Thursday, March 2, 2017




Four years tomorrow.
That is how long you have been gone from us.
You chose to die on a beautiful Sunday morning at 6:37 a.m. on March 3, 2013.  You always were an early bird from the time you were born.

I never know how I am going to react on the day, days or weeks of the month that you died.  Just as I didn't really know how I was going to be after you died.  I was so caught up in your struggle as well as being in shock, so when a hospice worker asked how I would be when you died, I said, "I don't really know".

Well, after four sometimes blurred, sometimes too clear years, I know.

Being a mother, for me, was the prime mission that I have had in life.  Once you children were born, I was only in this world to make it good and loving for all of you.  I think you all got this
message.

Life doesn't care what our goals are.  It just is.  And so, when my daughter Alexia was born, after I had been ill for the nine months that I was pregnant, I mourned for years every March 18. Until finally, I woke up one day, and realized that I had not even noticed that the day had passed.  Not so with March 3.

We all mourn alone.  I write this blog through my tears, and my husband turns inward and cannot even look at me as I cry.  It is too painful for him.  I get it. No one, even the most understanding, can get into my head to really know how sad I am.
I have strange thoughts and rituals since you have died.  I still have a uterine "memory" that pulls at me when I think of giving birth to you. It's like cell memory, a place that is personal and not explainable.  I sleep every night with that awful pillow that you loved and wouldn't let me replace for you.  I greet you every morning and every night with a song that we used to sing. And, I go to sleep hoping you will visit me.

Next to my bed, is a tiny glass container with a lock of your hair.  It was starting to get some gray strands.  You would have been a really distinguished looking man as you matured because you had a stately stature and a very handsome face.  Not just my opinion.

None of these rituals bring you any closer to me.  Today, the last day you lay dying, I remember the constant groaning that were the only sounds you made for thirteen days.  A hospice chaplain, not your typical religious image, said that you were sorting out your life as you lay dying.  He told me that he could see you already walking in a field, with your dog by your side and that you were ok. He believed that he had a gift that allowed him to go into your mind, and that you had allowed it. Since you loved being in the outdoors, I wanted to believe him.

Once the morphine had been pumped into you, you never opened your eyes again.  When the hospice doctor woke you and asked if you wanted to stop the dying process, you adamently shook your head and said "NO"! Dying wasn't easy for you, George, but neither was watching your life fall apart from MS.  Aside from the fast progression of your disease and your physical disability and pain, you had to deal with emotional pain.  For a man with a huge heart, you learned that people can be weak and unthinkingly cruel. So many never called or visited you.  You needed to feel the love and friendship, and many just didn't take the time.  Your world got so small, and I cringed at the injustice of all that was inflicted upon you.
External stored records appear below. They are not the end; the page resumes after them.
PR #4879, opened 2026-07-08
test(staking): fix flaky TestProtocol_FetchBucketAndValidate (shared-state isolation)

### LINKED ISSUE #4813: bug: TestProtocol_FetchBucketAndValidate flaky in staking test suite

raullenchai:
## Summary

`TestProtocol_FetchBucketAndValidate` fails intermittently in the full staking
suite (and under `-count`/`-shuffle`) but passes in isolation — issue #4813.

## Root cause

The test patched the **process-global** `(*candSM).NativeBucket` machine code
(and the `isSelfStakeBucket` function) *separately in each subtest* with
gomonkey, resetting between subtests. Repeatedly re-patching the same global
function code is unreliable: the second and later re-patches intermittently did
not take effect, so the real `NativeBucket` ran and returned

So, as I wait for tomorrow, the "day", I try and decide where I am in this valley of grief.  I have not accepted your death, a word you abhorred and said it was giving in to MS.  I am no longer in shock and certainly not in denial.  I am a different person and do not cling to this life and earthly existence since you have died.  My perspective has tilted.  I still feel love and pain for your children, and yes even your wife who did the unimaginable and was divorcing you.  I think of all the wonderful events you will miss and have already missed.  Graduations, football games, achievements of your beautiful children and eventually walking Stacia, your clone, down the aisle.  I am thankful for your two beautiful sisters and worry for my husband who has had many health issues since you died.  So, where am I in this life?

RESIGNED...a word that means I've had my core being hollowed out. What is left is a moving, talking woman who partakes of daily existence with half a heart.  Resigned...and not looking forward to seeing this anniversay come for years and years.  Missing you and always, always LOVING you.